→ Exercise directions: In the material below, the lines containing the word "unfortunately" are required; copy each of them.
++++++++
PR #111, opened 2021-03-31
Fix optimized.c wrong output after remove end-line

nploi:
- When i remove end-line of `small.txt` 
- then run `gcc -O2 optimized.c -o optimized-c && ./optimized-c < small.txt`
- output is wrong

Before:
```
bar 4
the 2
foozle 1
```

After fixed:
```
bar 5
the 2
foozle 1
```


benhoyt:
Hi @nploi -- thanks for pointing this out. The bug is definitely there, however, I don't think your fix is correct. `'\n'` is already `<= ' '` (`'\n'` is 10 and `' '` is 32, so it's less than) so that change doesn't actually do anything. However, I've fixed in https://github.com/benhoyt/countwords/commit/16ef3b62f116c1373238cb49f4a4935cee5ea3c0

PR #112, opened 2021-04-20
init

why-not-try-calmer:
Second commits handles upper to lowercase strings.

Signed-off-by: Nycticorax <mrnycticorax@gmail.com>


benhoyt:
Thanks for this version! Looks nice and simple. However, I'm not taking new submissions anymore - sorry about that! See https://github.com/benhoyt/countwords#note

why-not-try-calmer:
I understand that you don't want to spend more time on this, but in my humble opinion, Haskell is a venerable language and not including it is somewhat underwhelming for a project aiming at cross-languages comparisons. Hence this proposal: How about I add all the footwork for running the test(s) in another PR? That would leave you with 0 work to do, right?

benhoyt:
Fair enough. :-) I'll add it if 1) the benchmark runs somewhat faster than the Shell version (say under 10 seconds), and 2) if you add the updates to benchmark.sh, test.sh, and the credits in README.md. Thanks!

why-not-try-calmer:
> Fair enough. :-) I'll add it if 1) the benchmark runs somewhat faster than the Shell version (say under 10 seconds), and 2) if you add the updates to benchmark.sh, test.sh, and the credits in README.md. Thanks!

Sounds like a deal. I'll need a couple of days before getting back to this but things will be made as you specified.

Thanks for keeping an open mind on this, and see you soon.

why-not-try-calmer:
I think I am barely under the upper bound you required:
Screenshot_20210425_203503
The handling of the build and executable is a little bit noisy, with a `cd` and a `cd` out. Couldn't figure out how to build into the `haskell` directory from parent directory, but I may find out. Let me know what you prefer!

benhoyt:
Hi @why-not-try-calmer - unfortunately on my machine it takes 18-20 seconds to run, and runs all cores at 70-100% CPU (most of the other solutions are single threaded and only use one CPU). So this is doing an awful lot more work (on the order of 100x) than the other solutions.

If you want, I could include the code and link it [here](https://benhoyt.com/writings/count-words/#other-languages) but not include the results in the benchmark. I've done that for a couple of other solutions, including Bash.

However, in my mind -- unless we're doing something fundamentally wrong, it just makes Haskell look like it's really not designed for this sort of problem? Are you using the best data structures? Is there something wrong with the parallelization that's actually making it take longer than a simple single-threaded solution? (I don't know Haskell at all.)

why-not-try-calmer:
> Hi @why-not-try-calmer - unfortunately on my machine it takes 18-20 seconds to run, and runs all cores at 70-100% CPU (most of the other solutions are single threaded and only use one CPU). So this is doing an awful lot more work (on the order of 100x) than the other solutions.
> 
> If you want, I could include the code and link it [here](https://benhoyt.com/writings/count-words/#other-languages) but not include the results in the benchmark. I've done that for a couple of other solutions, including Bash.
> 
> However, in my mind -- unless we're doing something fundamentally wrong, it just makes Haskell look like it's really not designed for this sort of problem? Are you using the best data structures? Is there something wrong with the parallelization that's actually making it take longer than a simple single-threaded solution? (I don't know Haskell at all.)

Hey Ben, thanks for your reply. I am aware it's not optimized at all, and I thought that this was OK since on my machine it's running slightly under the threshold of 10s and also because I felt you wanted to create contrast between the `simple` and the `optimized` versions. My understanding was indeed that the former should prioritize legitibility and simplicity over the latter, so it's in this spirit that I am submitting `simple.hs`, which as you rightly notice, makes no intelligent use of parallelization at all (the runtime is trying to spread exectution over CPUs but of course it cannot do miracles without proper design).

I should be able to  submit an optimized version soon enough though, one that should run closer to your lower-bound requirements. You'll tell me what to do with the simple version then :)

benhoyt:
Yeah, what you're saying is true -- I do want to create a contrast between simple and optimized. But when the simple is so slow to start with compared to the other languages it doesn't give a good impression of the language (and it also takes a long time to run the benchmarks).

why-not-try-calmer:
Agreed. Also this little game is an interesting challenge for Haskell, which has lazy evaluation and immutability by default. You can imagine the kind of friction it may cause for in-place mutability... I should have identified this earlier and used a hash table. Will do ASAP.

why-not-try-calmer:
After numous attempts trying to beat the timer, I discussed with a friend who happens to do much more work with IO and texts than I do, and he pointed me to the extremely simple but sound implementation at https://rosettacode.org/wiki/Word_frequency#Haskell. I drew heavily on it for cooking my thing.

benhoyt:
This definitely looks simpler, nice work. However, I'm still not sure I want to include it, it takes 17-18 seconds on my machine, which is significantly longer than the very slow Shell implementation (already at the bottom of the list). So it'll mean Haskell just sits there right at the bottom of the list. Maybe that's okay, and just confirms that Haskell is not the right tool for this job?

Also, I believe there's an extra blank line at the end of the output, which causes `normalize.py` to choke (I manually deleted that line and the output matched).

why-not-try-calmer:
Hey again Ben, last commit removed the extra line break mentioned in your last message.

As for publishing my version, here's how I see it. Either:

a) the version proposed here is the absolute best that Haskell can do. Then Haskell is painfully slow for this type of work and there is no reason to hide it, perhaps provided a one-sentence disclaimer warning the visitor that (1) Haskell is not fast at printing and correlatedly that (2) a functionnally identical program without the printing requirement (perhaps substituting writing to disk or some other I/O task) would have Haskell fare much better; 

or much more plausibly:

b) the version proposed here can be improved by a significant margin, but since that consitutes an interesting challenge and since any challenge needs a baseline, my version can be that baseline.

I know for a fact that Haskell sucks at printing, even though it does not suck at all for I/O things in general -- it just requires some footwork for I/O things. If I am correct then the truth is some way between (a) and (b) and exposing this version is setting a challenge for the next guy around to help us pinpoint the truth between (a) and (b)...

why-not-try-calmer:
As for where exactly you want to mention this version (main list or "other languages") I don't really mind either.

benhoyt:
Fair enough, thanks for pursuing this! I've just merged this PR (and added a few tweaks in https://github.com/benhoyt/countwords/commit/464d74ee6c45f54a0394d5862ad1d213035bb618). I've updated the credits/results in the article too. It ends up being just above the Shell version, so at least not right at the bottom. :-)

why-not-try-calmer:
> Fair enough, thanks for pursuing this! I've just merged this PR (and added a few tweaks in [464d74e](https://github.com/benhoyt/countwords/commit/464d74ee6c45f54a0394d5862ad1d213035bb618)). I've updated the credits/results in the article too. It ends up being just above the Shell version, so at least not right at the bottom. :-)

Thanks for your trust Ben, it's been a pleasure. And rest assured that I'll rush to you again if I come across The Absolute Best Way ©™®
++++++++
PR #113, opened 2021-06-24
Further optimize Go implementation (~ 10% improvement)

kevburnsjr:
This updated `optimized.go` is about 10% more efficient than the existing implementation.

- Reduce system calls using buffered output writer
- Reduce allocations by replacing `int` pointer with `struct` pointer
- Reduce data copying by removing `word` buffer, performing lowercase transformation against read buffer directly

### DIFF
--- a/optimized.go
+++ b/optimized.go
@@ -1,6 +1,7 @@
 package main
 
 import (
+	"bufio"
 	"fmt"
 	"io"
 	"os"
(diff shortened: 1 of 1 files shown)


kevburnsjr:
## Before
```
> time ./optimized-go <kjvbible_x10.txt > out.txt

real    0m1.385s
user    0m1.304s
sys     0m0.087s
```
++++++++
→ Reply:
Hi @why-not-try-calmer - unfortunately on my machine it takes 18-20 seconds to run, and runs all cores at 70-100% CPU (most of the other solutions are single threaded and only use one CPU). So this is doing an awful lot more work (on the order of 100x) than the other solutions.
> Hi @why-not-try-calmer - unfortunately on my machine it takes 18-20 seconds to run, and runs all cores at 70-100% CPU (most of the other solutions are single threaded and only use one CPU). So this is doing an awful lot more work (on the order of 100x) than the other solutions.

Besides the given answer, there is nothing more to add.